Traditionally, at least the way I was taught, demi-glace di viande starts from veal stock. Why veal and not beef? Collagen. Collagen, found mostly in bones, is what gives stock its flavor, and its thickness. Because veal bones have 3 or 4 times the collagen of a mature cow, serious sauciers use only veal bones in their brown stock.
So traditional demi-glace takes 3 steps. Creating a brown stock, creating a brown sauce from 1/2 of the stock called espagnole, then combining the stock and the sauce and reducing that by 50% to make a demi-glace. A good demi-glace will make a foodie weep, but reducing demi-glace until it's a syrup called glacé yields something so rich and decadent it'll make you cry. I think you all know how to make stock, so I'll skip that, and making espagnole just involves making a brown roux and adding some more of the mirepoix that you created the stock with.
There is also a nouvelle technique to making demi, as well.

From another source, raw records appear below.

PR #1382, opened 2025-05-20
fix: Render timeout error, JSON parse error, cancellation to the in progress fs.write UI

leigaol:
## Problem
When there is a timeout error and/or JSON parse error, etc of the tool use and or a user cancel, the error status was not rendered in the progress fsWrite UI. that UI will remain in progress status.

## Solution
At those code path of timeout error and/or JSON parse error of the tool use and or a user cancel error, render the error in the fsWrite UI.

https://github.com/user-attachments/assets/c5958360-1712-462b-b9f1-82f728de9be1

This was tested by manually injecting errors including timeout error, JSON parse error, etc.

## License

### DIFF
--- a/server/aws-lsp-codewhisperer/src/language-server/agenticChat/agenticChatController.ts
+++ b/server/aws-lsp-codewhisperer/src/language-server/agenticChat/agenticChatController.ts
@@ -410,10 +410,11 @@ export class AgenticChatController implements ChatHandlers {
                 // depends on it
                 session.conversationId = uuid()
             }
-
+            const chatResultStream = this.#getChatResultStream(params.partialResultToken)
             token.onCancellationRequested(async () => {
                 this.#log('cancellation requested')
                 await this.#showUndoAllIfRequired(chatResultStream, session)
+                await chatResultStream.updateOngoingProgressResult('Canceled')
                 await this.#getChatResultStream(params.partialResultToken).writeResultBlock({
                     type: 'directive',
                     messageId: 'stopped' + uuid(),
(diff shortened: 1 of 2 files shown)


server/aws-lsp-codewhisperer/src/language-server/agenticChat/agenticChatController.ts
```diff
@@ -410,10 +410,11 @@ export class AgenticChatController implements ChatHandlers {
                 // depends on it
                 session.conversationId = uuid()
             }
-
+            const chatResultStream = this.#getChatResultStream(params.partialResultToken)
             token.onCancellationRequested(async () => {
                 this.#log('cancellation requested')
                 await this.#showUndoAllIfRequired(chatResultStream, session)
+                await chatResultStream.updateOngoingProgressResult('Canceled')
                 await this.#getChatResultStream(params.partialResultToken).writeResultBlock({
```
jguoamz, line 418: nit: we can reuse the chatResultStream variable now?

jguoamz (approved):

server/aws-lsp-codewhisperer/src/language-server/agenticChat/agenticChatController.ts
leigaol: the this. inside the arrow function does not bind to the same context. 

`chatResultStream` and `this.#getChatResultStream(params.partialResultToken)` is not the same result stream. I don't have context why this was implemented in the first place, but I suggest we use the same `chatResultStream`

jguoamz: okay, thanks for the explanation, but this is very confusing, we should fix it

PR #1387, opened 2025-05-20
fix(amazonq): allow init AmazonQIAMServiceManager multiple times

imykhai:
## Problem
There is a use case, where there is more than one bundle in the same memory space. In this scenario we would like to have these 2 bundles share the same instance of AmazonQIAMServiceManager

## Solution
allow init AmazonQIAMServiceManager multiple times

## License


server/aws-lsp-codewhisperer/src/shared/amazonQServiceManager/AmazonQTokenServiceManager.ts
```diff
@@ -98,7 +98,7 @@ export class AmazonQTokenServiceManager extends BaseAmazonQServiceManager<
             return AmazonQTokenServiceManager.instance
         }
 
-        throw new AmazonQServiceAlreadyInitializedError()
+        return AmazonQTokenServiceManager.instance
```
suprajaven, line 101: Do we want to update it for the token based as well - wondering if there might be any possible unintended consequence?

imykhai: I wanted to keep them consistent. 
As discussed with @viktorsaws , there shouldn't be.

server/aws-lsp-codewhisperer/src/shared/amazonQServiceManager/AmazonQIAMServiceManager.ts
```diff
@@ -35,7 +35,7 @@ export class AmazonQIAMServiceManager extends BaseAmazonQServiceManager<
             return AmazonQIAMServiceManager.instance
         }
 
-        throw new AmazonQServiceAlreadyInitializedError()
+        return AmazonQIAMServiceManager.instance
```
viktorsaws, line 38: supernit: we could avoid having 2 identical returns by removing one inside of "if"

viktorsaws (approved):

The nouvelle technique simply reduces the stock without any roux. Which is better? Subjectively, a well made nouvelle demi is a smoother sauce because it doesn't have any flour in it, which some connoisseurs find objectionable, but because it takes so much longer to reduce I find that a lot of them taste 'fried' to me. It's important to add aromatics again during the process to keep it tasting 'fresh', and patience is absolutely critical. I've had large quantities of demi reduce for the better part of two days until they were right.
You have to have veal bones to make nouvelle demi, whereas you can get away with using leftover beef and pork bones to make a traditional demi, which is what I did. I keep bones left from trimming out beef and pork in the freezer until I have enough of them to make stock. I also had some pork broth left over in there, so I used that as well. I roasted the bones with some onions, carrots, and celery and spread a little tomato paste on the bones once they were starting to brown. I made a brown roux while the stock was simmering away, then divided the stock in half once it was done to create my espagnole. I reduced the espagnole a bit, then combined them and reduced it by 50% or so.
How is "semi-glace" compared to a real demi? While it doesn't have quite the same mouth feel that it would with veal bones, it's quite good and the color was right. You can pay around $5.00 for a cup of demi, so if you have the time, it's well worth it. It took me about 8 or 9 hours to do this, but other than my time, it was free!